的确是整個黑日帝國武學界赫赫有名的年輕一代天才般的人物,右邊第一人便是木易家族的木易流,可以說是整個黑日帝國武學界年輕一代的最強者,而在左邊,是井上家族的井上鋼炮,忍術七段的強者,再往後,就是據說手握精國神社鎮社寶刀‘血月斬’的松下優美,這位終年神色冰冷的女孩,可以說手上染血無數,隻是童顔巨/乳的娃娃臉卻顯得人畜無害,因此她身上展現出一種極其矛盾的氣質。
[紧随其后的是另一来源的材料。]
Issue #3237, opened 2021-05-24
The grad norm is nan when set use_amp=True


jinggaizi:
i try to use mix precision to training and set use_amp: true in conf/train_asr_conformer.yaml in Aishell recipe .
however , it's just print " WARNING: The grad norm is nan. Skipping updating the model" in the log
has anyone  trained？

andrusenkoau:
I have the same problem...(

andrusenkoau:
Сan this be due to the fact that the calculation of the loss function is located in "with autocast()"? If we got big loss value on initial step, this value will out the range of float16. It is just my assumption.

sw005320:
Thanks for discussing the issue.
We actually tried it but at least I had the same issue, and I could not find a solution.
I really appreciate your comment about it.
If someone also gives us some suggestions about it, that is great.

jaesong:
The NaN may be a non-issue or an issue depending on how frequent it occurs.

Gradient scaling (`loss <- loss * scale`) is used to prevent overflow/underflow. But it requires finding a good scale. Thus, `torch.cuda.amp.GradScaler` initially sets scale to some good number (`2**16`), and increases it (if there has been no NaNs for certain iterations, e.g. 2000), or decreases it (if NaN is found). Thus, NaN occasionally occurs as GradScaler tries to grow the scale.

However, if you see excessive NaN logs, the network is suffering numerical issues, especially during forward pass.
fp16 has limited range (approximately -65000 ~ 65000) and the model output grows as the training goes.
Note that anomaly detection may not detect the issue correctly if NaN is already in forward values.
Weight decay may help to prevent output growth. I've heard using a smaller LR is also helpful but I haven't tried it.

It is good to monitor `scaler.get_scale()`. If the scale becomes 0.0 due to consecutive NaNs, the training should be terminated.

sw005320:
#3282 may solve the issue.
Can someone test it?
I'm in an ICASSP mode...

andrusenkoau:
Great, #3282 works for me. I got 25% training speed up due to the usage of "use_amp=true". Thank you very much for the quick solution.

PR #3282, opened 2021-06-09
Fix a bug in trainer.py

sw005320:
https://github.com/espnet/espnet/issues/3237 can be fixed by this bug.
Thanks, Jeff Farris for pointing out the bug.


kamo-naoyuki:
Oh, this is a fatal bug from 460d068. 
Your code is incorrect. This is not a reason of #3237. 
I'll fix quickly.

Issue #3170, opened 2021-04-24
The grad norm is nan in ESPnet2 ASR task


lin-nerd:
I use ESPnet2 in ASR task, config is conf/train_asr_conformer.yaml

- python version: `3.8.5 (default, Sep  4 2020, 07:30:14)  [GCC 7.3.0]`
- espnet version: `espnet 0.9.9`
- pytorch version: `pytorch 1.4.0`

log is:

[user] 2021-04-23 19:22:52,420 (trainer:581) WARNING: The grad norm is nan. Skipping updating the model.
[user] 2021-04-23 19:22:53,113 (trainer:581) WARNING: The grad norm is nan. Skipping updating the model.
[user] 2021-04-23 19:22:53,694 (trainer:581) WARNING: The grad norm is nan. Skipping updating the model.
[user] 2021-04-23 19:22:54,316 (trainer:581) WARNING: The grad norm is nan. Skipping updating the model.
[user] 2021-04-23 19:22:54,997 (trainer:581) WARNING: The grad norm is nan. Skipping updating the model.
[user] 2021-04-23 19:22:55,597 (trainer:581) WARNING: The grad norm is nan. Skipping updating the model.
[user] 2021-04-23 19:22:56,229 (trainer:581) WARNING: The grad norm is nan. Skipping updating the model.
[user] 2021-04-23 19:22:56,245 (trainer:636) INFO: 2epoch:train:12009-12640batch: iter_time=3.163e-04, forward_time=0.110, loss=65.129, loss_att=124.079, loss_ctc=144.685, acc=0.065, backward_time=0.086, optim0_lr0=1.485e-05, train_time=0.624
[user] 2021-04-23 19:22:56,858 (trainer:581) WARNING: The grad norm is nan. Skipping updating the model.
[user] 2021-04-23 19:22:57,476 (trainer:581) WARNING: The grad norm is nan. Skipping updating the model.
[...]

PR #3283, opened 2021-06-10
Bug fix of accum_grad when grad-nan

kamo-naoyuki:
Now optimizer.zero_grad() is not invoked when the gradient is nan and accum_grad>1.
This is a fatal bug of #3014 and probably causes different result from previous version... Maybe #3170 also comes from here.

### DIFF
--- a/espnet2/train/trainer.py
+++ b/espnet2/train/trainer.py
@@ -634,7 +634,10 @@ class Trainer:
                                 optimizer.step()
                             if isinstance(scheduler, AbsBatchStepScheduler):
                                 scheduler.step()
-                            optimizer.zero_grad()
+                for iopt, optimizer in enumerate(optimizers):
+                    if optim_idx is not None and iopt != optim_idx:
+                        continue
+                    optimizer.zero_grad()
 
                 # Register lr and train/load time[sec/step],
                 # where step refers to accum_grad * mini-batch


shincling:
Hi Kamo, I got one more question about the behavior of the Grad_nan related problem.  

If the grad-nan happens and there is accum_grad>1 in config, 
then the skip updating behavior will **_skip the specific batch (where nan happans)_** or **_the whole set of batches in this round of accum_grad_**?

I checked the trainer.py, but I'm not fully clear about this.

kamo-naoyuki:
Hi, now, we selected `the whole set of batches in this round of accum_grad` because it is more similar behaviour to the real batch size without `accum_grad`.

Perhaps `skip the specific batch (where nan happans` is better, but actually, I don't know how to  implement it.

```
# iter1
loss.backward()  # grad = grad_iter1
# iter2
loss.backward()  # grad = grad_iter1 + grad_iter2
# iter3
loss.backward()  # grad = grad_iter1 + grad_iter2 + grad_iter3
...
```

Every time `loss.backward()`, gradients are accumulated, but I don't know how to get each gradient of each iteration before accumulated using PyTorch API, except for the first iteration.

shincling:
> Hi, now, we selected `the whole set of batches in this round of accum_grad` because it is more similar behaviour to the real batch size without `accum_grad`.
> 
> Perhaps `skip the specific batch (where nan happans` is better, but actually, I don't know how to implement it.
> 
> ```
> # iter1
> loss.backward()  # grad = grad_iter1
> # iter2
> loss.backward()  # grad = grad_iter1 + grad_iter2
> # iter3
> loss.backward()  # grad = grad_iter1 + grad_iter2 + grad_iter3
> ...
> ```
> 
> Every time `loss.backward()`, gradients are accumulated, but I don't know how to get each gradient of each iteration before accumulated using PyTorch API, except for the first iteration.

Thanks, Kamo. That's quite helpful.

她冷冷的逼視着柳川追雲,鼻孔之中輕輕冷哼一聲,盡是不屑的神情。
柳川追雲目光繼續掃過,然後定格在一個滿臉胡渣的男子身上,瞳孔猛然收縮。
伊藤潤二。
在黑日帝國武學界,被稱爲殺神。
“哈哈,柳川小姐,歡迎你的加入,我相信有你的加入,華夏國武學界那群土雞瓦狗,會更加的不堪一擊。”大澤野哈哈大笑,朝着柳川追雲行了一個禮,很标準的黑日帝國對待上賓的禮節,沒有前輩的架子。
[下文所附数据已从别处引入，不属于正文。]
PR #3285, opened 2021-06-10
cache frequently accessed file handlers during data splitting to speed it up

lizezheng:
cache frequently accessed file handlers during data splitting to speed it up

### DIFF
--- a/espnet2/bin/split_scps.py
+++ b/espnet2/bin/split_scps.py
@@ -1,3 +1,4 @@
+#!/usr/bin/env python3
 import argparse
 from collections import Counter
 from itertools import zip_longest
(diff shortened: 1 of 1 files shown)


kamo-naoyuki:
This is one of the my todos, thank you!
 
 I think it's better to have an option to give the upper limit of cache file descriptors, maybe 100-300 is reasonable.

lizezheng:
> This is one of the my todos, thank you!
> 
> I think it's better to have an option to give the upper limit of cache file descriptors, maybe 100-300 is reasonable.

yeah, a upper limit is preferred, cause we need to take care of the maximum file handlers system allows

Issue #3290, opened 2021-06-15
espnet2 aishell recipe


200987299:
Dear developers, I am tring to write a script for aishell2 from aishell1 script, but when it comes to training process, I always get NaN error. (grad is NaN, skiping update model). It happened for all transformer recipes in the conf/tuning/ folder. Does anyone have any  idea how to solve this problem?

thanks!

sw005320:
How often does it happen?
If it does not happen so often, we can ignore it.

200987299:
> How often does it happen?
> If it does not happen so often, we can ignore it.

Dear Professor Watanabe,

It happens every time for all transformer recipes. I am tuning the learning rate hoping to get a better result. I am also trying the rnn recipes, let you know later.

Bests
D

sw005320:
It should not happen so often. I’m curious about your config files.
Maybe, it is a good time to make an aishell2 recipe in espnet2.
Is it OK for you to make a PR about your current one, then do some debugging together through PR? 
Or I may ask some of my colleagues to do it.
(@pengchengguo and @yuekaizhang, I remember that either of you touched aishell2. Do you think you can make an espnet2 recipe?)

200987299:
> It should not happen so often. I’m curious about your config files.
> Maybe, it is a good time to make an aishell2 recipe in espnet2.
> Is it OK for you to make a PR about your current one, then do some debugging together through PR?
> Or I may ask some of my colleagues to do it.
> (@pengchengguo and @yuekaizhang, I remember that either of you touched aishell2. Do you think you can make an espnet2 recipe?)

I would love to participate. I copied 99% of the code from espnet2/aishell. I am starting to think that the error happened because I didn't filter out un-clean data from the dataset. I will post my code a bit later after I check it again. I am also love to work with @pengchengguo and @yuekaizhang, thanks for the help and input.

sw005320:
Very cool.
Actually, debugging through PR or issues would work.
So, if you’re ready, please make a PR.
We may find an issue quickly.

kamo-naoyuki:
Recently we found a fatal bug, #3283, and this bug was existing for a long time.  This is my fault, sorry.  If you didn't update espnet, please do it, and I recommend you using `--ctc_conf ignore_nan_grad= true`

200987299:
[...]

PR #3292, opened 2021-06-16
Update ctc.py

200987299:
setting the --ctc_conf ignore_nan_grad= true like @pengchengguo and @sw005320 suggested at #3290


sw005320:
Thanks a lot, @200987299!

PR #3306, opened 2021-06-20
Update version to 0.10.0

ShigekiKarita:
See #3300


sw005320 (approved):
Great!
@kan-bayashi, can you also make a release note?

PR #3311, opened 2021-06-21
Recipe of JTubeSpeech

sw005320:
We are making a Japanese YouTube Speech corpus for ASR, SV, and TTS.

TODO and NOTES
- For now, we need to specify the speech and corresponding segmentation in `local/data.sh`. This setting will be moved to `db.sh`, once we fix the database.
- Currently, we used a CTC threshold -0.3 to prune the wrong files
- We split the valid and training sets, but probably, we should also make an eval set.
- The current validation CER is 16.5%, which is not bad, but we'll change the validation set 
- The current scoring considers the space, and we need to remove them from scoring, but I don't have a good idea of how to do it.
```
id: (0ly1drmmvsc-0ly1drmmvsc_0047)
Scores: (#C #S #D #I) 24 4 4 1
REF:  や ア イ ン シ ュ タ イ ン と い っ た 著 名 人 <space> に も 接 触 し ******* 神 に 対 す る 自 身 の 理 解
HYP:  や *** *** *** *** 愛 し た い と い っ た 著 名 人 <space> に も 接 触 し <SPACE> 神 に 対 す る 自 身 の 理 解
Eval:     D   D   D   D   S   S   S   S                                                           I
```


Alex-Songs:
@sw005320 hello，where can I get the list of filtered jtubespeech training sets? Thank you.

這其中原因,有柳川追雲是劍道第一高手的緣故,也有柳川追雲身份的緣故。
“必要時我會出手,爲大黑日帝國的榮耀。”柳川追雲輕聲道。
這個時候,一向孤傲的木易流終于排衆而出,看向柳川追雲的目光溢滿從未有過的溫柔,像是在宣誓般,道:“柳川,我會向你證明,黑日帝國的武學,才是正宗的武學,而所謂華夏武學,不過是一個笑話。”
柳川追雲直接忽視木易流灼熱的目光,而事實上對于木易流這些年來的愛慕之心,柳川追雲早就知道,隻是她不喜歡木易流那種陰贽的性格,太冷。
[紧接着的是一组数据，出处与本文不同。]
PR #3316, opened 2021-06-23
Allow override default 'speed_control_alpha' parameter

### LINKED ISSUE #3256: Speed alpha parameter in sythesize method for FastSpeech2 TTS
**Now:** 

the *speed_control_alpha* parameter is configurable in Text2Speech class constructor. https://github.com/espnet/espnet/blob/39032a3011ecaa7b4fc0bc60979e3933835d2aea/espnet2/bin/tts_inference.py#L63

---

**Problem**: 

I'm successfully serving FastSpeech2 model using the Text2Speech class. The model is loaded into GPU memory once and serving many incoming web requests. I need implement a possibility to slower or speed up a speech. The current implementation would require recreate Text2Speech with different *speed_control_alpha*.

---

**Suggestion**: 

Add *speed_control_alpha* into the synthesize method: https://github.com/espnet/espnet/blob/39032a3011ecaa7b4fc0bc60979e3933835d2aea/espnet2/bin/tts_inference.py#L127 
If not provided here it could use the default one from the constructor, otherwise use the provided one.

---

I could provide a pull-request if you see a suggestion useful.

airenas:
It adds a possibility to synthesize speech with various speed values without reloading a model.

Resolves #3256.

### DIFF
--- a/espnet2/bin/tts_inference.py
+++ b/espnet2/bin/tts_inference.py
@@ -130,7 +130,7 @@ class Text2Speech:
         speech: Union[torch.Tensor, np.ndarray] = None,
         durations: Union[torch.Tensor, np.ndarray] = None,
         spembs: Union[torch.Tensor, np.ndarray] = None,
-        speed_control_alpha: float = None,
+        speed_control_alpha: Optional[float] = None,
     ):
         assert check_argument_types()
 
--- a/espnet2/bin/tts_inference.py
+++ b/espnet2/bin/tts_inference.py
@@ -149,14 +149,14 @@ class Text2Speech:
             batch["spembs"] = spembs
 
         cfg = self.decode_config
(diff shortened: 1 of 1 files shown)


espnet2/bin/tts_inference.py
```diff
@@ -130,6 +130,7 @@ def __call__(
         speech: Union[torch.Tensor, np.ndarray] = None,
         durations: Union[torch.Tensor, np.ndarray] = None,
         spembs: Union[torch.Tensor, np.ndarray] = None,
+        speed_control_alpha: float = None,
```
kan-bayashi, line 133:
```suggestion
        speed_control_alpha: Optional[float] = None,
```

kan-bayashi (commented):
Thank you for your good suggestion!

她将目光投向大澤野,道:“大澤君是否記得當年跟華夏的約定?”
嗯?!
大澤野眼神悄然眯起。
“楚逆天,沒死。”柳川追雲突然開口,她明顯看見大澤野的瞳孔猛然收縮了一下,那眼眸深處,似乎藏着一種深深的恐懼,下一刻,柳川追雲再次開口,道:“他讓我帶一句話,黑日帝國跟華夏武學界正式交手的時候,他會親自,擰下你的腦袋。”
轟!
大澤野腦袋轟鳴了一下,但是極好的心理素質令他隻是身軀輕微的顫抖了一下。
人的名,樹的影。
隻是,下一刻,柳川追雲臉上閃過一絲戲虐的神情,再次開口道:“隻是,我以天皇的名義起誓,楚逆天,這一次的确受了重傷,很重很重的那種。”
呼呼--
大澤野隻感覺像是坐過山車一般,從地獄回到天堂。